#### Entries provided ####

PR #1458, opened 2019-11-26
Fix unable to switch to root folder directly

Waqar144:


pbek:
Every time I click on a note sub-folder it gets loaded twice now.

pbek:
I fixed that now. I just needed to remove this PR and remove `NoteSubFolder::setAsActive(subFolderId);` from your last PR. Why did you need `NoteSubFolder::setAsActive(subFolderId);`?

Waqar144:
> I fixed that now. I just needed to remove this PR and remove `NoteSubFolder::setAsActive(subFolderId);` from your last PR.

ok

Why did you need `NoteSubFolder::setAsActive(subFolderId);`?

I thought setting as 'active' and then jumping to that folder was the way. I just didn't test without it :(

pbek:
`jumpToNoteSubFolder` should do fine on it's own, it's also used in the scriptping engine ;)

pbek:
> I thought setting as 'active' and then jumping to that folder was the way. I just didn't test without it :(

note sub-folder are pretty complex already, because all the things you can do in the *Panel settings* (e.g. like also show all notes of the sub-folders recursively)

Waqar144:
> `jumpToNoteSubFolder` should do fine on it's own, it's also used in the scriptping engine ;)

Yes,

I just tried this. It works, but the root folder switching isn't working

pbek:
> I just tried this. It works, but the root folder switching isn't working

Oh, then it's not fixed yet, because I can't reproduce it. :( I just added your `setAsActive` again and I'm still able to jump to the root folder, what settings did you use to reproduce it?

Waqar144:
> > I just tried this. It works, but the root folder switching isn't working
> 
> Oh, then it's not fixed yet, because I can't reproduce it. :( I just added your `setAsActive` again and I'm still able to jump to the root folder, what settings did you use to reproduce it?

It works all the time. Except when you have these 'panel settings' checked:
- Show all notes in a folder including their subfolders
- Display note subfolders as full tree

pbek:
Strange. I have (and had) those two activated.

Waqar144:
This is how my subFolderTreeWidget looks like to reproduce this issue:

image

Waqar144:
And my panel settings:

image

pbek:
Settings are the same, folders almost (I have a deeper tree). And you can't click on "Notes" after you jumped to a sub-folder?

Waqar144:
> Settings are the same, folders almost (I have a deeper tree). And you can't click on "Notes" after you jumped to a sub-folder?

Yeah exactly. Clicking on it doesn't reload the `noteTreeWidget`

pbek:
> Clicking on it doesn't reload the noteTreeWidget

But you can click on "Notes" and it is then selected?

pbek:
For me the noteTreeWidget gets the correct notes.

Waqar144:
> > Clicking on it doesn't reload the noteTreeWidget
> 
> But you can click on "Notes" and it is then selected?

Yeah it does get selected. And after you click 5 or 6 times, the notes get loaded

Waqar144:
Here's a small gif

Peek 2019-11-26 12-48

pbek:
> Yeah it does get selected. And after you click 5 or 6 times, the notes get loaded

I see, you need to previously be on the "Notes" folder, not on any other folder. I can reproduce it now.

Waqar144:
> I see, you need to previously be on the "Notes" folder, not on any other folder. I can reproduce it now.

Great. Welcome to the party :laughing:

pbek:
Tricky, this needs to be fixed in `MainWindow::jumpToNoteSubFolder`.

pbek:
That did the trick for me:

```cpp
bool MainWindow::jumpToNoteSubFolder(int noteSubFolderId) {
    QTreeWidgetItem* item =
            Utils::Gui::getTreeWidgetItemWithUserData(
                ui->noteSubFolderTreeWidget, noteSubFolderId);

    if (item != Q_NULLPTR) {
        ui->noteSubFolderTreeWidget->setCurrentItem(item);

        return true;
    }

    return false;
}
```

Waqar144:
> That did the trick for me:
> 
> ```c++
> bool MainWindow::jumpToNoteSubFolder(int noteSubFolderId) {
>     QTreeWidgetItem* item =
>             Utils::Gui::getTreeWidgetItemWithUserData(
>                 ui->noteSubFolderTreeWidget, noteSubFolderId);
> 
>     if (item != Q_NULLPTR) {
>         ui->noteSubFolderTreeWidget->setCurrentItem(item);
> 
>         return true;
>     }
> 
>     return false;
> }
> ```

That makes the function a lot cleaner.

We can also just directly set the Item in the customContextMenu function. But that would lead to duplicate code.

pbek:
> We can also just directly set the Item in the customContextMenu function.

we don't have the item there, don't we?

Waqar144:
> > We can also just directly set the Item in the customContextMenu function.
> 
> we don't have the item there, don't we?

We can create it though

pbek:
why? `MainWindow::jumpToNoteSubFolder` already does that and is also used elsewhere

Waqar144:
> why? `MainWindow::jumpToNoteSubFolder` already does that and is also used elsewhere

I also mean it's better to use the function.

####

What the task asks> All lines above that include the word "other" should be located and copied.

Response>
I see, you need to previously be on the "Notes" folder, not on any other folder. I can reproduce it now.
> I see, you need to previously be on the "Notes" folder, not on any other folder. I can reproduce it now.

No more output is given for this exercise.